→ **Problem statement**:
Line by line, please look for the word "Reviewed" in the following records, then copy each line you find it in.

-------------------------

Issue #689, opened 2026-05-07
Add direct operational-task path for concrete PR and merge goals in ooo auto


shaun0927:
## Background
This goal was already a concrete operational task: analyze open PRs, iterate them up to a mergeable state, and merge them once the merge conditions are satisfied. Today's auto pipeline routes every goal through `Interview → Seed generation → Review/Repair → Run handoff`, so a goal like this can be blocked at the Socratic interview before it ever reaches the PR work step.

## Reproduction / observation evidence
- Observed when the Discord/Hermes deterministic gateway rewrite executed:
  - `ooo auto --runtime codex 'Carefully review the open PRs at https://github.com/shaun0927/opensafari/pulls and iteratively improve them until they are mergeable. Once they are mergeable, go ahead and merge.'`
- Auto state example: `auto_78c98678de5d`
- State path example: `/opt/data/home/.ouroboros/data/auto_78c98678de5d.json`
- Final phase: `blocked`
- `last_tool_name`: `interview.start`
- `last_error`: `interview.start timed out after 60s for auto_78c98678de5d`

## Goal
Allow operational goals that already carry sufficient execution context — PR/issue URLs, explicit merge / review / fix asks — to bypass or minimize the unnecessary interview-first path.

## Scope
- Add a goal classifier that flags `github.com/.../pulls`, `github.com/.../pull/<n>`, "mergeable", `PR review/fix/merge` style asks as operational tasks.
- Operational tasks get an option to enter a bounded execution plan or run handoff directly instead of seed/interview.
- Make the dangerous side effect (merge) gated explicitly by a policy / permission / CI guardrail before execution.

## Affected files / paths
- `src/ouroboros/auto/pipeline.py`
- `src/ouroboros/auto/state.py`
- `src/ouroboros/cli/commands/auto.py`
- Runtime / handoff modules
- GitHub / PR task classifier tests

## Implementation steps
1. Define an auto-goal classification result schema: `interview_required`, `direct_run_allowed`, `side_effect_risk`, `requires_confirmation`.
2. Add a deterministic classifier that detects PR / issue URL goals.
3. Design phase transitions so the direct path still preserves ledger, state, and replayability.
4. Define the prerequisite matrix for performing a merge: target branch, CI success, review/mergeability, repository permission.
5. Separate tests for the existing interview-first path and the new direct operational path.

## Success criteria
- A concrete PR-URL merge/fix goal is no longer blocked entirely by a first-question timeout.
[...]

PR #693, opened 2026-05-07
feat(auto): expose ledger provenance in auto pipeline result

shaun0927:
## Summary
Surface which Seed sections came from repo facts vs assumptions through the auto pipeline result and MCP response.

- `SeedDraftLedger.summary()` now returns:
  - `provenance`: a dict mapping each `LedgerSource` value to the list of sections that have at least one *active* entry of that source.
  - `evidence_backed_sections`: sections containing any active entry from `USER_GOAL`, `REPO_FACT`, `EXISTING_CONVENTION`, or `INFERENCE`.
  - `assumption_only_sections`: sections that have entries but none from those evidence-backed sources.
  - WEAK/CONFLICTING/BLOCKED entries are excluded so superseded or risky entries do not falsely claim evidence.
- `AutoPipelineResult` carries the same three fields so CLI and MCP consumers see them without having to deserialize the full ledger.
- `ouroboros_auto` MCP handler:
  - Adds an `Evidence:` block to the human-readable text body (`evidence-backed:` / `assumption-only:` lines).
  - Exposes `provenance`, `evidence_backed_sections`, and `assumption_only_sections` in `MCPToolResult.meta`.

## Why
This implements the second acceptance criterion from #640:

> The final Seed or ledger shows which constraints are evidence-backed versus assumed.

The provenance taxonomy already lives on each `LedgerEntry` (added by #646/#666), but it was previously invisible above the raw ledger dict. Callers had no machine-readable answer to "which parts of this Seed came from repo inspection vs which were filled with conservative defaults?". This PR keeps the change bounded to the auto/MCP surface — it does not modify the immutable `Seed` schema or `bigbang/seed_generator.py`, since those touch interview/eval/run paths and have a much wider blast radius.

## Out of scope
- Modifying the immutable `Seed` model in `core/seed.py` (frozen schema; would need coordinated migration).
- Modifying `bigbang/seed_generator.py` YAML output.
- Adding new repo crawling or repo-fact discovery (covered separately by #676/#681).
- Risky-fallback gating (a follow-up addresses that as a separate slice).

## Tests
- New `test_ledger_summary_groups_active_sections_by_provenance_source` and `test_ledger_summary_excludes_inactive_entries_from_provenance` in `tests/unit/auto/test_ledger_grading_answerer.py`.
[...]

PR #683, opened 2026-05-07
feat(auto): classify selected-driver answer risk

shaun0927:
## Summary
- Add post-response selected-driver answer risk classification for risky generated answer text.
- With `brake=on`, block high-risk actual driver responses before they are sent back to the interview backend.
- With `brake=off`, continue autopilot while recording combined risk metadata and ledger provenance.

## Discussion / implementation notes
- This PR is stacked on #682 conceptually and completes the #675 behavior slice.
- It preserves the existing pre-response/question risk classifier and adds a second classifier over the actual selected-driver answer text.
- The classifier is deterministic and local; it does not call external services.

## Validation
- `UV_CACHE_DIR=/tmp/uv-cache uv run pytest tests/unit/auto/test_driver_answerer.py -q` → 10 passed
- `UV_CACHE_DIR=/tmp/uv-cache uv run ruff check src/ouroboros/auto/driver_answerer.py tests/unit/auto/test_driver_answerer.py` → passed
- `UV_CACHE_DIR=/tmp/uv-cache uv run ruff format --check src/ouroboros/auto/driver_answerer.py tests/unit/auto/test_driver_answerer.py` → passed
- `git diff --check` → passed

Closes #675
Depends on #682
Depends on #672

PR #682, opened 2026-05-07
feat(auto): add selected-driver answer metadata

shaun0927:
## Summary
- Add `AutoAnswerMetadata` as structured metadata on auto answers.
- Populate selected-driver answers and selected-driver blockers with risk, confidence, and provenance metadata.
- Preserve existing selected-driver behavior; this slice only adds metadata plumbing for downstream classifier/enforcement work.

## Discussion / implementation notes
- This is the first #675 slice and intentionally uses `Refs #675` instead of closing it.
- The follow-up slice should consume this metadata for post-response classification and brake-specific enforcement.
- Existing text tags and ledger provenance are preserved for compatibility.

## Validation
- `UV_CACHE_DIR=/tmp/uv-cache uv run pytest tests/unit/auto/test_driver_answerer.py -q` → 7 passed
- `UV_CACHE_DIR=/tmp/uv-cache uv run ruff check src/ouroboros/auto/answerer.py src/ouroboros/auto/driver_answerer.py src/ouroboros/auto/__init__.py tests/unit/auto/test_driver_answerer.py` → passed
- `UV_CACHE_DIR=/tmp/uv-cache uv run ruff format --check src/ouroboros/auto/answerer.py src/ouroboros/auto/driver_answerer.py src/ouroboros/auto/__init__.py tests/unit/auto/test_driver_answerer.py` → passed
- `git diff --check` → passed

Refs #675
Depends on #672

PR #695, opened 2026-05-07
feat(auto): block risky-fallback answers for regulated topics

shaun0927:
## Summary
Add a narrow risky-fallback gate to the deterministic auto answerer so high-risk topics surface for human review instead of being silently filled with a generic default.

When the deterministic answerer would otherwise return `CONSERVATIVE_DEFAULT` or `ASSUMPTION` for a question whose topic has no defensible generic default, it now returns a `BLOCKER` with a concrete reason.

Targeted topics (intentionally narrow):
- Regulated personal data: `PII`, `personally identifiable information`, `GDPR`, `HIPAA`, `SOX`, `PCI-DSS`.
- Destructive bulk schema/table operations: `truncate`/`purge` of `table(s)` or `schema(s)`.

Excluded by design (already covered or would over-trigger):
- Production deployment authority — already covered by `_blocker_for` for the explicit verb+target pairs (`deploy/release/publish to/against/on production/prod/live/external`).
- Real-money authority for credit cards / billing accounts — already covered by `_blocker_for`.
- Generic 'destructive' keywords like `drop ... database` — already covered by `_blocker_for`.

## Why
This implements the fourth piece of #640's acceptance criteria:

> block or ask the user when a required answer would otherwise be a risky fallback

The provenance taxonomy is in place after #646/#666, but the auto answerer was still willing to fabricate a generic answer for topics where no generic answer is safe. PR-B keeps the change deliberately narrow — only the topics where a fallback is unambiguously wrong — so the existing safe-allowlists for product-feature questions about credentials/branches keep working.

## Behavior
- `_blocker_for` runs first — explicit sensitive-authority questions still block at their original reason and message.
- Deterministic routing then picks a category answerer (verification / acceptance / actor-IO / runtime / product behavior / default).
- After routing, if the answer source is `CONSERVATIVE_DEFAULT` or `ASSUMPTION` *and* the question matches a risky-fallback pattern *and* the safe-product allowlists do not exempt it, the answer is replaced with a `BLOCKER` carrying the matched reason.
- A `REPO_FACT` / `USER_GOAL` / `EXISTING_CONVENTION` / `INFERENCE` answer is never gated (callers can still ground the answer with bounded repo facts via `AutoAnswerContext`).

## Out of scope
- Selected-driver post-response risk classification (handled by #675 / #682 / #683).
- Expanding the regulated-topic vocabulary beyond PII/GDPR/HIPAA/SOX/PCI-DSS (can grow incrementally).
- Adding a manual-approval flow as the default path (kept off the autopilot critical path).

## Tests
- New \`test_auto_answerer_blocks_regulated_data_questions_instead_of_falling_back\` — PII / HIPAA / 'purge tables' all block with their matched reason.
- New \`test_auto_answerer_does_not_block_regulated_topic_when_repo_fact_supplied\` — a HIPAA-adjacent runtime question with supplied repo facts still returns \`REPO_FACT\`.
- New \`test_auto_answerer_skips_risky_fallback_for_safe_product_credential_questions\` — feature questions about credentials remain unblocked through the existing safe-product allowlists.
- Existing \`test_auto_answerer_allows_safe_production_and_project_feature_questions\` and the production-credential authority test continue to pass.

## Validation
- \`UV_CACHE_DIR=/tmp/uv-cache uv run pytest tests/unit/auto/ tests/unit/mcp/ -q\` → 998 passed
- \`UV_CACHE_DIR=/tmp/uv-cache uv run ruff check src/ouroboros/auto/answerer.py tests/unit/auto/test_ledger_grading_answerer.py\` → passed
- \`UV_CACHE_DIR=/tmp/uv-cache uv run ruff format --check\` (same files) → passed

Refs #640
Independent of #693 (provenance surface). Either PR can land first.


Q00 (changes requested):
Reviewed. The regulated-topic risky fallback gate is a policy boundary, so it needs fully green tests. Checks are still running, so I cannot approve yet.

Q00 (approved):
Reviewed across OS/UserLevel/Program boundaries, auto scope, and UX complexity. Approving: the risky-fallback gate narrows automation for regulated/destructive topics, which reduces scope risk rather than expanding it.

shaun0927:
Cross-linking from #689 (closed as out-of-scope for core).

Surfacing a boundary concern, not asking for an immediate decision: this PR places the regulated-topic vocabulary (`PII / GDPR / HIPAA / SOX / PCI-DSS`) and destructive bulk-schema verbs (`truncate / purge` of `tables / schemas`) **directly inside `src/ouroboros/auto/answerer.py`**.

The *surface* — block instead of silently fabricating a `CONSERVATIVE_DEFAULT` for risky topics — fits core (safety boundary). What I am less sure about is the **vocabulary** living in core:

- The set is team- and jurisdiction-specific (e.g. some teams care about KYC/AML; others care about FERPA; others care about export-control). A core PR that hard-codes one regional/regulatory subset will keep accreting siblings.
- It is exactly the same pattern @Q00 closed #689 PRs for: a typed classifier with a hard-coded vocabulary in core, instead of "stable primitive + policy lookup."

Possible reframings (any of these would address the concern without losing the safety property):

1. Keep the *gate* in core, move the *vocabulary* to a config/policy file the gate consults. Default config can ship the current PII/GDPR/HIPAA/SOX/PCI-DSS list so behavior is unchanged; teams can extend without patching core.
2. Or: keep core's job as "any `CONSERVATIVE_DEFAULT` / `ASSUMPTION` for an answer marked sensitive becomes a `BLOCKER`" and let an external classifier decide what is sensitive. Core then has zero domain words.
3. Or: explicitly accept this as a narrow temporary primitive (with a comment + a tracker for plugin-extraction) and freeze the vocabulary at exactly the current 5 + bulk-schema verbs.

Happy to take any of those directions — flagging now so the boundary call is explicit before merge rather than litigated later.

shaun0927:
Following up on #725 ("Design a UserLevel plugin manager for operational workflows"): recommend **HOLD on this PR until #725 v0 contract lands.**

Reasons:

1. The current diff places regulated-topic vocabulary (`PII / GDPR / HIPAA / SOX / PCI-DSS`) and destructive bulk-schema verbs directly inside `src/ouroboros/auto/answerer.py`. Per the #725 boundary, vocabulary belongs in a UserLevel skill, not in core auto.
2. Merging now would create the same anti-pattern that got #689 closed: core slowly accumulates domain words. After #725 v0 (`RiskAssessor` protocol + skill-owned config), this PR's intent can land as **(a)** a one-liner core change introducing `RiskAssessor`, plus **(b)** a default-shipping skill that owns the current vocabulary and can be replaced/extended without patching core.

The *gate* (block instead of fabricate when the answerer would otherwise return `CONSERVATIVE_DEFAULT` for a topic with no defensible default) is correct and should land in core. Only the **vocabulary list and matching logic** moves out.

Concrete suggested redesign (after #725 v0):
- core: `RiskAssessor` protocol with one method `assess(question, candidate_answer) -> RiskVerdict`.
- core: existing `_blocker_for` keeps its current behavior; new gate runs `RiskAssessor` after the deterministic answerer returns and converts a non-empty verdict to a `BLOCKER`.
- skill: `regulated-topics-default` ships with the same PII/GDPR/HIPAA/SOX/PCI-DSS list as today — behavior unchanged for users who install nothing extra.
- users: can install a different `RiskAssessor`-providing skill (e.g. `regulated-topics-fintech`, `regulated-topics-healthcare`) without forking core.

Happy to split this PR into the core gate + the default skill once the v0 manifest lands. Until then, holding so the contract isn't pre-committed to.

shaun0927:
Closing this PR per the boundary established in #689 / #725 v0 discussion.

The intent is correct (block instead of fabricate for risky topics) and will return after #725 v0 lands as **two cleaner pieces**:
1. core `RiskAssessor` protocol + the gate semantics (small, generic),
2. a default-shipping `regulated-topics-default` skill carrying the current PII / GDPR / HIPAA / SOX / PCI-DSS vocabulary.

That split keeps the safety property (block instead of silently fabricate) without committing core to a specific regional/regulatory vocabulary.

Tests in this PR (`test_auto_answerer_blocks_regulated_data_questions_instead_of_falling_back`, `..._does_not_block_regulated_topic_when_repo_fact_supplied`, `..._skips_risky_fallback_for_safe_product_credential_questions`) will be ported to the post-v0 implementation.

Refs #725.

-------------------------

→ **Output for this exercise**:
Reviewed. The regulated-topic risky fallback gate is a policy boundary, so it needs fully green tests. Checks are still running, so I cannot approve yet.
Reviewed across OS/UserLevel/Program boundaries, auto scope, and UX complexity. Approving: the risky-fallback gate narrows automation for regulated/destructive topics, which reduces scope risk rather than expanding it.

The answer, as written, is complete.